Exercise instructions:
Retype the data that follows with no alterations, please.

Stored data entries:
PR #349, opened 2023-06-08
Add integration rule to `integration.snakefile`

### LINKED ISSUE #345: Data Integration: Add integration rule to Snakefile

Once we have a developed the integration R script (#344), we will want to add a rule to the integration Snakefile to perform integration on each merged object (for each integration group in other words).

Add a `perform_integration` rule to the `integration.snakefile` that runs the script developed in #344.

The second rule added to the `integration.snakefile` should be one named something like `perform_integration` which does the following:
- takes the output of the first `merge_sces` rule as input
- implements the R script responsible for performing integrations (for fastMNN and/or Harmony)
- outputs an integrated RDS object

cbethell:
**Issue Addressed**
Closes #345 

This PR adds a `perform_integration` rule to the data integration snakemake workflow.

This PR makes the following modifications:
- addition of default parameters to the `integration_config.yaml` file need to run the `perform-integration.R` script
- addition of the `perform_integration` rule to the `integration.snakefile` -- which runs the R script responsible for performing integration
- updates the `renv.lock` file and the `envs/scpca-renv.yaml` file with package dependencies

This is still a WIP because I have not yet successfully run the workflow with the added changes -- I am getting the following error after confirming the [right package version in bioconda ](https://anaconda.org/bioconda/r-harmony):

```
Encountered problems while solving:
  - package r-harmony-0.1-r40ha1b3eb9_0 requires r-base >=4.0,<4.1.0a0, but none of the providers can be installed
```

I have also tried changing the r-base version we use but got the same error -- let me know if you have any suggestions here @allyhawkins, otherwise I will tag Josh at the beginning of next week to see if he has any suggestions here.

- Does this PR fully address #345?
- Can you run the snakemake workflow?

**Checklist**

### DIFF
--- a/optional-integration-analysis/perform-integration.R
+++ b/optional-integration-analysis/perform-integration.R
@@ -3,6 +3,10 @@
 
 ## Set up ----------------------------------------------------------------------
 
+if (!("harmony" %in% installed.packages())) {
+  install.packages("harmony", repos = "http://cran.us.r-project.org")
+}
+
 # Load libraries
 library(optparse)
 library(dplyr)
@@ -19,9 +23,9 @@ option_list <- list(
   make_option(
     opt_str = c("--integration_method"),
     type = "character",
-    default = "fastMNN, harmony",
+    default = "fastMNN,harmony",
     help = "The integration method(s) to use when performing integration; 
-    default is 'fastMNN, harmony'"
+    default is 'fastMNN,harmony'"
   ),
   make_option(
     opt_str = c("--fastmnn_auto_merge"),
--- a/optional-integration-analysis/perform-integration.R
+++ b/optional-integration-analysis/perform-integration.R
@@ -4,7 +4,7 @@
 ## Set up ----------------------------------------------------------------------
 
 if (!("harmony" %in% installed.packages())) {
-  install.packages("harmony", repos = "http://cran.us.r-project.org")
+  remotes::install_version("harmony", version = "0.1.1")
 }
 
 # Load libraries
--- a/config/integration_config.yaml
+++ b/config/integration_config.yaml
@@ -3,3 +3,4 @@
 ### Optional integration module specific parameters
 integration_project_metadata: "example-data/project-metadata/example-integration-library-metadata.tsv"
 threads: 1 # number of multiprocessing threads to use
+integration_method: "fastMNN, harmony" # method(s) to be used for integration
--- a/config/integration_config.yaml
+++ b/config/integration_config.yaml
@@ -3,4 +3,4 @@
 ### Optional integration module specific parameters
 integration_project_metadata: "example-data/project-metadata/example-integration-library-metadata.tsv"
 threads: 1 # number of multiprocessing threads to use
-integration_method: "fastMNN, harmony" # method(s) to be used for integration
+integration_method: "fastMNN,harmony" # method(s) to be used for integration
--- a/envs/scpca-renv.yaml
+++ b/envs/scpca-renv.yaml
@@ -145,7 +145,7 @@ dependencies:
   - r-gtable=0.3.1
   - r-gtools=3.9.4
   - r-hardhat=1.2.0
-  - r-harmony=0.1.1
+  - r-harmony=0.1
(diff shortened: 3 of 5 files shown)


cbethell:
As noted above, this is still a WIP because I have not yet successfully run the workflow with the added changes -- I am getting the following error after confirming the [right package version in bioconda ](https://anaconda.org/bioconda/r-harmony):

```
Encountered problems while solving:
  - package r-harmony-0.1-r40ha1b3eb9_0 requires r-base >=4.0,<4.1.0a0, but none of the providers can be installed
```

I have also tried changing the r-base version we use but got the same error -- let me know if you have any suggestions here @allyhawkins, otherwise I will tag Josh at the beginning of next week to see if he has any suggestions here.

allyhawkins:
> As noted above, this is still a WIP because I have not yet successfully run the workflow with the added changes -- I am getting the following error after confirming the [right package version in bioconda ](https://anaconda.org/bioconda/r-harmony):

Have you tried running `bash setup_envs.sh` to make sure the environment has been updated before running the Snakefile? I don't believe we have a rule that syncs the environment like we do in the main workflow and maybe we should have that here? 
https://github.com/AlexsLemonade/scpca-downstream-analyses/blob/179d65ad29bc53ad5cf9f6af042bc8f5ef9c487f/Snakefile#L31-L39

cbethell:
> > As noted above, this is still a WIP because I have not yet successfully run the workflow with the added changes -- I am getting the following error after confirming the [right package version in bioconda ](https://anaconda.org/bioconda/r-harmony):
> 
> Have you tried running `bash setup_envs.sh` to make sure the environment has been updated before running the Snakefile? I don't believe we have a rule that syncs the environment like we do in the main workflow and maybe we should have that here?
> 
> https://github.com/AlexsLemonade/scpca-downstream-analyses/blob/179d65ad29bc53ad5cf9f6af042bc8f5ef9c487f/Snakefile#L31-L39

I got the same error upon running `bash setup_envs.sh` -- perhaps @jashapiro may have some suggestions at this point

jashapiro:
It looks like for some reason there is no harmony version on bioconda for R 4.2 & macOS. No idea why and I can't find any docs about it.

One solution would be to create a separate conda environment for harmony & only the packages that you need for the integration script. Looking at the scripts though, you might actually have to separate the integration methods into separate scripts, so we would have one that _just_ did the harmony integration. 

Another option is to add installing harmony (if not present) as a part of the integration script. I'm not totally sure how that would integrate with the snakemake-installed packages, but it is probably worth a shot.

optional-integration-analysis/perform-integration.R
```diff
@@ -3,6 +3,10 @@
 
 ## Set up ----------------------------------------------------------------------
 
+if (!("harmony" %in% installed.packages())) {
+  install.packages("harmony", repos = "http://cran.us.r-project.org")
```
jashapiro, line 7: We should probably use a frozen version here, either with setting the `repos` to `https://packagemanager.posit.co/cran/2023-06-13` (or another date) or (maybe better) with `remotes::install_version("harmony", version = "0.1.1")`

This assumes that we have `remotes` installed, but that should work to install via condo if it isn't there already.

cbethell: Incorporated `remotes::install_version("harmony", version = "0.1.1")` in https://github.com/AlexsLemonade/scpca-downstream-analyses/pull/349/commits/7d04bc9b364bfcb95044304d73313d6027d9d2f7 👍

allyhawkins (approved):
So the code here looks fine and works now that I remembered to use the `--use-conda` flag. 

Some thoughts that I think we want to change after doing this review. We should figure out how to make `--use-conda` the default which I think we will need to do by creating a shell script that runs the snakefile and sets that as the default. 
The more I think about making a shell script to run this, the more I like it because then we can actually include the core workflow and then the following modules as optional modules to run after that and hopefully make things actually easier for users to use. 

I also ran into errors with trying to run anything without the `--use-conda` option, which is probably something we might want to address? Unless we want to completely remove the ability to run this without conda.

Answer to the problem:
PR #349, opened 2023-06-08
Add integration rule to `integration.snakefile`

### LINKED ISSUE #345: Data Integration: Add integration rule to Snakefile

Once we have a developed the integration R script (#344), we will want to add a rule to the integration Snakefile to perform integration on each merged object (for each integration group in other words).

Add a `perform_integration` rule to the `integration.snakefile` that runs the script developed in #344.

The second rule added to the `integration.snakefile` should be one named something like `perform_integration` which does the following:
- takes the output of the first `merge_sces` rule as input
- implements the R script responsible for performing integrations (for fastMNN and/or Harmony)
- outputs an integrated RDS object

cbethell:
**Issue Addressed**
Closes #345 

This PR adds a `perform_integration` rule to the data integration snakemake workflow.

This PR makes the following modifications:
- addition of default parameters to the `integration_config.yaml` file need to run the `perform-integration.R` script
- addition of the `perform_integration` rule to the `integration.snakefile` -- which runs the R script responsible for performing integration
- updates the `renv.lock` file and the `envs/scpca-renv.yaml` file with package dependencies

This is still a WIP because I have not yet successfully run the workflow with the added changes -- I am getting the following error after confirming the [right package version in bioconda ](https://anaconda.org/bioconda/r-harmony):

```
Encountered problems while solving:
  - package r-harmony-0.1-r40ha1b3eb9_0 requires r-base >=4.0,<4.1.0a0, but none of the providers can be installed
```

I have also tried changing the r-base version we use but got the same error -- let me know if you have any suggestions here @allyhawkins, otherwise I will tag Josh at the beginning of next week to see if he has any suggestions here.

- Does this PR fully address #345?
- Can you run the snakemake workflow?

**Checklist**

### DIFF
--- a/optional-integration-analysis/perform-integration.R
+++ b/optional-integration-analysis/perform-integration.R
@@ -3,6 +3,10 @@
 
 ## Set up ----------------------------------------------------------------------
 
+if (!("harmony" %in% installed.packages())) {
+  install.packages("harmony", repos = "http://cran.us.r-project.org")
+}
+
 # Load libraries
 library(optparse)
 library(dplyr)
@@ -19,9 +23,9 @@ option_list <- list(
   make_option(
     opt_str = c("--integration_method"),
     type = "character",
-    default = "fastMNN, harmony",
+    default = "fastMNN,harmony",
     help = "The integration method(s) to use when performing integration; 
-    default is 'fastMNN, harmony'"
+    default is 'fastMNN,harmony'"
   ),
   make_option(
     opt_str = c("--fastmnn_auto_merge"),
--- a/optional-integration-analysis/perform-integration.R
+++ b/optional-integration-analysis/perform-integration.R
@@ -4,7 +4,7 @@
 ## Set up ----------------------------------------------------------------------
 
 if (!("harmony" %in% installed.packages())) {
-  install.packages("harmony", repos = "http://cran.us.r-project.org")
+  remotes::install_version("harmony", version = "0.1.1")
 }
 
 # Load libraries
--- a/config/integration_config.yaml
+++ b/config/integration_config.yaml
@@ -3,3 +3,4 @@
 ### Optional integration module specific parameters
 integration_project_metadata: "example-data/project-metadata/example-integration-library-metadata.tsv"
 threads: 1 # number of multiprocessing threads to use
+integration_method: "fastMNN, harmony" # method(s) to be used for integration
--- a/config/integration_config.yaml
+++ b/config/integration_config.yaml
@@ -3,4 +3,4 @@
 ### Optional integration module specific parameters
 integration_project_metadata: "example-data/project-metadata/example-integration-library-metadata.tsv"
 threads: 1 # number of multiprocessing threads to use
-integration_method: "fastMNN, harmony" # method(s) to be used for integration
+integration_method: "fastMNN,harmony" # method(s) to be used for integration
--- a/envs/scpca-renv.yaml
+++ b/envs/scpca-renv.yaml
@@ -145,7 +145,7 @@ dependencies:
   - r-gtable=0.3.1
   - r-gtools=3.9.4
   - r-hardhat=1.2.0
-  - r-harmony=0.1.1
+  - r-harmony=0.1
(diff shortened: 3 of 5 files shown)


cbethell:
As noted above, this is still a WIP because I have not yet successfully run the workflow with the added changes -- I am getting the following error after confirming the [right package version in bioconda ](https://anaconda.org/bioconda/r-harmony):

```
Encountered problems while solving:
  - package r-harmony-0.1-r40ha1b3eb9_0 requires r-base >=4.0,<4.1.0a0, but none of the providers can be installed
```

I have also tried changing the r-base version we use but got the same error -- let me know if you have any suggestions here @allyhawkins, otherwise I will tag Josh at the beginning of next week to see if he has any suggestions here.

allyhawkins:
> As noted above, this is still a WIP because I have not yet successfully run the workflow with the added changes -- I am getting the following error after confirming the [right package version in bioconda ](https://anaconda.org/bioconda/r-harmony):

Have you tried running `bash setup_envs.sh` to make sure the environment has been updated before running the Snakefile? I don't believe we have a rule that syncs the environment like we do in the main workflow and maybe we should have that here? 
https://github.com/AlexsLemonade/scpca-downstream-analyses/blob/179d65ad29bc53ad5cf9f6af042bc8f5ef9c487f/Snakefile#L31-L39

cbethell:
> > As noted above, this is still a WIP because I have not yet successfully run the workflow with the added changes -- I am getting the following error after confirming the [right package version in bioconda ](https://anaconda.org/bioconda/r-harmony):
> 
> Have you tried running `bash setup_envs.sh` to make sure the environment has been updated before running the Snakefile? I don't believe we have a rule that syncs the environment like we do in the main workflow and maybe we should have that here?
> 
> https://github.com/AlexsLemonade/scpca-downstream-analyses/blob/179d65ad29bc53ad5cf9f6af042bc8f5ef9c487f/Snakefile#L31-L39

I got the same error upon running `bash setup_envs.sh` -- perhaps @jashapiro may have some suggestions at this point

jashapiro:
It looks like for some reason there is no harmony version on bioconda for R 4.2 & macOS. No idea why and I can't find any docs about it.

One solution would be to create a separate conda environment for harmony & only the packages that you need for the integration script. Looking at the scripts though, you might actually have to separate the integration methods into separate scripts, so we would have one that _just_ did the harmony integration. 

Another option is to add installing harmony (if not present) as a part of the integration script. I'm not totally sure how that would integrate with the snakemake-installed packages, but it is probably worth a shot.

optional-integration-analysis/perform-integration.R
```diff
@@ -3,6 +3,10 @@
 
 ## Set up ----------------------------------------------------------------------
 
+if (!("harmony" %in% installed.packages())) {
+  install.packages("harmony", repos = "http://cran.us.r-project.org")
```
jashapiro, line 7: We should probably use a frozen version here, either with setting the `repos` to `https://packagemanager.posit.co/cran/2023-06-13` (or another date) or (maybe better) with `remotes::install_version("harmony", version = "0.1.1")`

This assumes that we have `remotes` installed, but that should work to install via condo if it isn't there already.

cbethell: Incorporated `remotes::install_version("harmony", version = "0.1.1")` in https://github.com/AlexsLemonade/scpca-downstream-analyses/pull/349/commits/7d04bc9b364bfcb95044304d73313d6027d9d2f7 👍

allyhawkins (approved):
So the code here looks fine and works now that I remembered to use the `--use-conda` flag. 

Some thoughts that I think we want to change after doing this review. We should figure out how to make `--use-conda` the default which I think we will need to do by creating a shell script that runs the snakefile and sets that as the default. 
The more I think about making a shell script to run this, the more I like it because then we can actually include the core workflow and then the following modules as optional modules to run after that and hopefully make things actually easier for users to use. 

I also ran into errors with trying to run anything without the `--use-conda` option, which is probably something we might want to address? Unless we want to completely remove the ability to run this without conda.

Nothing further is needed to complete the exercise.